Stablecoins are cryptoassets with their value pegged to an external asset, such as a fiat currency. Stablecoins as a means of payments should be considered within the boundaries of the cryptoasset policy referenced above.

Since Stablecoin is a means of payment, it is not regulated by CFTC or SEC.

The President’s Working Group on Financial Markets (PWG), joined by the Federal Deposit Insurance Corporation (FDIC) and the Office of the Comptroller of the Currency (OCC), released a report on stablecoins that is a good starting point.

Senators Cynthia Lummis (R-WY) and Kirsten Gillibrand (D-NY) introduced the bipartisan bill, the Lummis-Gillibrand Responsible Financial Innovation Act that would empower various agencies with responsibility for regulating cryptoassets and also contains stablecoin provisions.

The Stablecoin TRUST Act (April 2022, Senator Pat Toomey (R-PA) ) would allow institutions to be licensed as a money transmitting business, a national limited payment stablecoin issuer, or an Insured Depository Institution (IDI). The Stablecoin TRUST Act would provide authority to license, supervise, examine and regulate national limited payment stablecoin issuers. The bill would require stablecoin issuers to maintain assets with a market value equal to at least 100% of the outstanding value of the stablecoins.”

The biggest disadvantage of Stablecoins is the possibility of surveillance and lack of privacy protection.


The SEC has not put together a formal plan to regulate crypto exchanges. America’s crypto exchanges should play with the same rules as non-crypto marketplaces and brokers. If FTX US exchange was regulated by the CFTC and SEC, might FTX US, perhaps their one million customers may have been protected. The inclusion of crypto exchanges under the money transmitter framework is flawed and needs to be corrected. The money transmitter approach is never going to be strict as a Federal securities watchdog.

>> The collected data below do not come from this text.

PR #3227, opened 2020-03-19
Plans support for typechecking, lists and dicts

### LINKED ISSUE #3184: Improve Plans flexibility

tudorcebere:
# Description

This PR fixes #3184. 

New features:

- Plans now have support for type-checking at runtime based on the type provided at build time.
- Plans now support usage of lists, tuples and dicts as inputs.
- Plans now have a number of arguments check, build time and call time should have the same number of arguments.

# Type of change:
-  Bug fix
- New feature

# How Has This Been Tested?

Canada is a model to consider where crypto exchanges have to register with the Ontario Securities Commission, and are then provided insurance for failed broker-dealers.

The current exchange model in the U.S. has to protect retail customers from losing all their funds like Mt Gox, or FTX US.

Bitcoin deserves special treatment

Can the bitcoin protocol be the foundation for capital formation (issued by an enterprise or a corporate entity)? The answer is - yes! Which means SEC has a role with bitcoin for capital formation. Bitcoin does provide the foundation for privacy and protection unlike Stablecoin.

If bitcoin is set up as a commodity (like oil, iron ore, soybean, wheat, corn, minerals) means CFTC has a role in regulating it.

If bitcoin is used for smart contracts, it could be a role for state banking regulators.

It really depends on the function - not everything is a security that should be regulated by the SEC.

America’s failure to allow Bitcoin investments in the early days led to American investment going overseas. This can be avoided with a proactive Bitcoin approach.

SEC should allow an exchange traded product (ETP) to track the price of bitcoin and trade on American exchanges - which is currently permitted in many countries around the globe. The SEC's rejection cites concerns about market manipulation and the lack of a surveillance-sharing agreement between a “regulated market of significant size” and a regulated exchange. It seems that the SEC is applying more rigor to crypto assets and has denied spot bitcoin ETPs. SEC continues to deny bitcoin spot ETFs while approving several bitcoin future-based ETFs.

America definitely needs a better national Bitcoin strategy. Bitcoin has merits and should be treated separately - not clubbed with the rest of the crypto ecosystem. The sooner BTC finds acceptance in the mainstream, the sooner Washington will yield the way for BTC to thrive. If Bitcoin is to succeed, it must become an easy, fast medium of exchange than the options today. Which means the feds investing in innovation in this area, to build out an extensive network of nodes across the globe to facilitate these Bitcoin payments.

Bitcoin may have price volatility, but it is still a dream for many countries of the world where place your money could easily lose half its value in a year. Bitcoin has a future and America should not be caught with another sputnik moment.